While this memo does not solve all problems, nor does it grant relief for people in deportation/removal, at least it is a very positive sign, that the Attorney General is sensitive to the harsh consequences of deportation/removal, and concerned on how immigration courts are handling their cases, and insisting that they be courteous and respectful. Perhaps now, the judges will be less harsh in their decisions, which could provide at least some hope to aliens.
If you are facing deportationremoval, the stakes are so high. It is not something that you should handle on your own. You should seek the advice of a reputable attorney, who can evaluate your situation, see if there is possible hope or chances for you to remain in America, set forth the various forms of relief that may be available, and represent you in court, and properly present your case. Remember, if you went to an immigration consultant, they are not able to represent you in court.
That is why it is so important that you seek the advice of a reputable attorney, who can advise you on legitimate ways to legalize your status, so that you will not resort to schemes and scams.

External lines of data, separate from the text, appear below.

PR #237, opened 2022-04-08
fix: singletons are not paginated

cmars:
Singletons are not paginated, and pagination parameters should not be
allowed on singletons.

### DIFF
--- a/end-end-tests/api-standards/resources/thing/2021-11-10/002-fail-singleton-no-pagination.yaml
+++ b/end-end-tests/api-standards/resources/thing/2021-11-10/002-fail-singleton-no-pagination.yaml
@@ -1,0 +1,140 @@
+openapi: 3.0.3
+x-snyk-api-stability: experimental
+info:
+  title: v3
+  version: 3.0.0
+servers:
+  - url: https://api.snyk.io/v3
+    description: Public Snyk API
+tags:
+  - name: Thing
+    description: Short description of what Thing represents
+paths:
+  /thing:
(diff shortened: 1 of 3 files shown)


acunniffe:
This makes sense, are there any other places we should be adjusting the rules? I don't want to do them one-off if there are any others we should handle.

cmars:
I don't think so. This one in particular came up when a partner tried to get their singleton API passing lint, and got something like the failure below -- I think it's just a condition we missed in the implementation of singleton. I completely missed this in review as well.

What's weird is, I would have expected the e2e test `001-singleton.yaml` to trigger it.

```
    x added operation: GET /orgs/{org_id}/XXX must correctly support pagination parameters
      expected operation /orgs/{org_id}/XXX get to support pagination parameters, missing: starting_after, ending_before, limit
      Read more in our API Guide (https://github.com/snyk/sweater-comb/blob/main/docs/jsonapi.md#pagination-parameters)
```

acunniffe:
> What's weird is, I would have expected the e2e test 001-singleton.yaml to trigger it.

I think it's because we compare `001-singleton.yaml` to itself. If we had an empty spec, it would be caught since this was an `added` rule. 

Might be worth making that update to the e2e tests.

cmars:
@acunniffe That was it -- making that one a "from scratch" compare triggered it, and a found another rule where I needed to account for singletons (pagination links).

jcsackett (approved):

Issue #238, opened 2022-04-08
Snake case rule should allow numbers in names


cmars:
Feedback from the field (paraphrasing):

> I'm seeing the [snake_case check here](https://github.com/snyk/sweater-comb/blob/main/src/rulesets/properties.ts#L59) doesn't support numbers. We have a couple properties in our API that use numbers (something_in_first_30_days and something_in_past_30_days). Should we change these to spell out the numbers (thirty) or should numbers be allowed in property names?

I think we should allow numbers for word 2..n in a snake case concatenation of words (and in general for any camel/kebab/pascal case).

PR #239, opened 2022-04-11
allow numeric components in snake case

acunniffe:
Fixes https://github.com/snyk/sweater-comb/issues/238

Updated regex should allow names like: `something_in_first_30_days`, but will not allow `30_day_setup`. 

@cmars Is this correct behavior or do you want it to allow digits in all components? 

I defaulted to this approach first because most programming languages do not like variable names that start with digits. It can be annoying for consumers who may discover they need to do some additional mapping while marshalling/unmarshalling to get compilers to work.


src/rulesets/properties.ts
```diff
@@ -56,7 +56,7 @@ export const rules = {
   propertyKey: ({ bodyProperties }: SnykApiCheckDsl) => {
     bodyProperties.added.must("have snake case keys", ({ key }, context) => {
       // TODO: did not find a doc link for this
-      const snakeCase = /^[a-z]+(?:_[a-z]+)*$/g;
+      const snakeCase = /^[a-z]+(?:_[a-z\d]+)*$/g;
```
acunniffe, line 59: small change

acunniffe: Matchers within square brackets are called character classes. A character range is valid inside of a character class. So are the shorthands like `\d`. They're meant to be mixed. source https://www.regular-expressions.info/charclass.html

acunniffe:
@cmars added tests, missed the notif.

cmars (approved):
LGTM & thanks for this! Looks like CI is failing on lint, this just needs a `yarn run format`.

PR #241, opened 2022-04-12
feat: allow breaking changes, immediate sunset of experimental

cmars:
Experimental versions may be sunset without notice.

Breaking changes are allowed in experimental versions without notice.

Michael J. Gurfinkel has been an attorney for over 25 years, and is an active member of the State Bar of California and New York, as well as the American Immigration Lawyers Association and the Immigration Section of the Los Angeles County Bar Association. He has always excelled in school: Valedictorian in High School; Cum Laude at UCLA; and Law Degree Honors and academic scholar at Loyola Law School, which is one of the top law schools in California.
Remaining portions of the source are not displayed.